When I compiled this C++ code I didn't expect to see this output

`#include <iostream>`

#include <iomanip>

#include <limits>

int main() {

const long double ldMinFloat = std::numeric_limits<float>::lowest();

std::cout << std::left << std::setw(20) << "ldMinFloat" << "= " << std::fixed << ldMinFloat << std::endl;

std::cout << std::left << std::setw(20) << "(ldMinFloat - 10)" << "= " << std::fixed << (ldMinFloat - 10) << std::endl;

return 0;

return 0;

}

Here is the output

`ldMinFloat = -340282346638528859811704183484516925440.000000`

(ldMinFloat - 10) = -340282346638528859811704183484516925440.000000

Can someone be kind enough to explain why the subtraction is not -3402823466385288598117041834845169254

Based on this link long double max value is +/- 1.797,693,134,862,315,7*10^308 and I don't really understand why the mantis would explain this behaviour in basic integer arithmetic? or is it the implicit conversion from float to long double? or it's the operator << of std::cout?

Any idea to help me feel less stupid before going to sleep?

Answer

A `long double`

cannot represent most values exactly, typically you are talking about big values (`std::numeric_limits<float>::max()`

), so there are big gaps between values that are **exactly** representable by a `long double`

.

Check the `epsilon`

for `long double`

, which is the difference between `1.0`

and the smallest value greater than `1.0`

that a `long double`

can represent.

If you want to find the difference between the largest value lower than `ldMinFloat`

that a `long double`

can store and `ldMinFloat`

, you can use the below **approximation**:

```
std::abs(ldMinFloat) * std::numeric_limits<long double>::epsilon()
```

This is (on my computer) `36893485948395847680`

, so a `long double`

cannot differentiate values between `340282346638528859811704183484516925440`

and `340282346638528859811704183484516925440 +/- 36893485948395847680`

(approximately... ) even if it can store values well below this.
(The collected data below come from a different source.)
PR #310, opened 2018-03-08
Reducing file size of ParticleFile when particles are deleted and not all started at same time

erikvansebille:
This PR reduces the file set of ParticleFile, by making the time index where each particle Variable is written dependent on the Particle. This means that if Particles are added during `.execute()`, they are still written from index 0, reducing the file size if particles are also deleted.

Since for each Particle, we also store `time`, we still store all information required for post-processing.

For example, in the function `test_pset_repeated_release_delayed_adding_deleting(fieldset(), 'jit', repeatdt=2, tmpdir='', dt=1, maxvar=4, runtime=10)`, we go from
```
ncfile.variables['time'][:] =
[[0.0 1.0 2.0 3.0 4.0 5.0 -- -- -- -- --]
 [-- -- 2.0 3.0 4.0 5.0 6.0 7.0 -- -- --]
 [-- -- -- -- 4.0 5.0 6.0 7.0 8.0 9.0 --]
 [-- -- -- -- -- -- 6.0 7.0 8.0 9.0 10.0]
 [-- -- -- -- -- -- -- -- 8.0 9.0 10.0]
 [-- -- -- -- -- -- -- -- -- -- 10.0]]
```
To
```
ncfile.variables['time'][:] =
[[0.0 1.0 2.0 3.0 4.0 5.0]
 [2.0 3.0 4.0 5.0 6.0 7.0]
 [4.0 5.0 6.0 7.0 8.0 9.0]
 [6.0 7.0 8.0 9.0 10.0 --]
 [8.0 9.0 10.0 -- -- --]
 [10.0 -- -- -- -- --]]
```


parcels/particlefile.py
```diff
@@ -125,25 +125,25 @@ def write(self, pset, time, sync=True, deleted_only=False):
...
-                self.z[inds, self.idx] = np.array([p.depth for p in pset])
-                for var in self.user_vars:
-                    getattr(self, var)[inds, self.idx] = np.array([getattr(p, var) for p in pset])
-                for var in self.user_vars_once:
-                    if np.any(first_write):
-                        vals = [getattr(p, var) for p in first_write]
-                        newinds = [p.fileid for p in first_write]
-                        getattr(self, var)[newinds] = np.array(vals)
+                self.idx = np.append(self.idx, np.zeros(len(first_write)))
+
```
delandmeterp: Nice development! It's great to indeed have the nc files written by Parcels as small and simple as possible.

But it seems that we don't document anywhere what is the format of those files. Shouldn't we do it?
For example, I received an email from @Jacketless yesterday that had problems to read an old file generated by Parcels in the new code. It may be related to the commit with arrays and indexed pfiles.
Should we explain the file format somewhere?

**A more precision computation of the next representation value:**

Assuming 32 bits `float`

and 64 bits `double`

(I do not have 96 bits `long double`

to test... ) and both uses IEEE 754 representation:

The lowest float (`-340282346638528859811704183484516925440`

) has the following binary representation:

```
1 11111110 11111111111111111111111
```

Converted to a `double`

:

```
1 10001111110 1111111111111111111111100000000000000000000000000000
```

The first representable number for a double below this is (just add 1 to the mantissa, and luckily it is easy for this number):

```
1 10001111110 1111111111111111111111100000000000000000000000000001
```

Which is exactly `-340282346638528897590636046441678635008`

. The difference between both values (computed in the code) is:

```
37778931862957161709568 // About half the value of the approximation (using double)
```

**How to compute this difference from ldMinFloat?**

You can compute this difference using the binary representation. You know that with IEEE754 the "conversion" is (without sign):

```
V = 2 ^ (E - shift) * M
```

Here, the exponent `E`

is the same for both value, so (`V1`

is `ldMinFloat`

and `V2`

is the next representable value, I am assuming positive values for this, the sign does not matter here):

```
V2 - V1 = 2 ^ (E - shift) * M2 - 2 ^ (E - shift) * M1
= 2 ^ (E - shift) * (M2 - M1)
```

`E`

is `1050`

in the above (`10001111110`

) and the shift for 64-bits `double`

is `1023`

, so `E - shift = 127`

:

```
V2 - V1 = 2 ^ 127 * (M2 - M1)
```

Here we are "lucky" because the last bit in `M1`

(mantissa of `ldMinFloat`

) is `0`

, so the difference between `M1`

and `M2`

is:

```
M2 - M1 = 0.000...001b
// <-------> 52 bits (51 zeros)
```

So the difference is:

```
V2 - V1 = (2 ^ 127) * 0.000...001b
= (2 ^ 127) >> 52
= 37778931862957161709568
```

*Note:* This all work smoothly because the last bit of the mantissa in `ldMinFloat`

was `0`

, if it was not the case, adding `1`

to this mantissa could propagate the remainder and even change the exponent, so the computation would be harder.